Collected data entries
☆ ☆ ☆
PR #4829, opened 2022-07-07
client: fix bug in work fetch logic for case of zero resource share and zero work buf.

### LINKED ISSUE #4396: client: fix #2837 removed a special use case where idle was desired before work fetch

davidpanderson:
Fixes #4396

### DIFF
--- a/client/file_xfer.cpp
+++ b/client/file_xfer.cpp
@@ -215,7 +215,7 @@ FILE_XFER_SET::FILE_XFER_SET(HTTP_OP_SET* p) {
 int FILE_XFER_SET::insert(FILE_XFER* fxp) {
     http_ops->insert(fxp);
☆ ☆ ☆
*Aim of the exercise*. Copy over exactly the lines above from the one with "Fixes #4396" to the last, both included, and no others.

*Response to the exercise*.
Fixes #4396

### DIFF
--- a/client/file_xfer.cpp
+++ b/client/file_xfer.cpp
@@ -215,7 +215,7 @@ FILE_XFER_SET::FILE_XFER_SET(HTTP_OP_SET* p) {
 int FILE_XFER_SET::insert(FILE_XFER* fxp) {
     http_ops->insert(fxp);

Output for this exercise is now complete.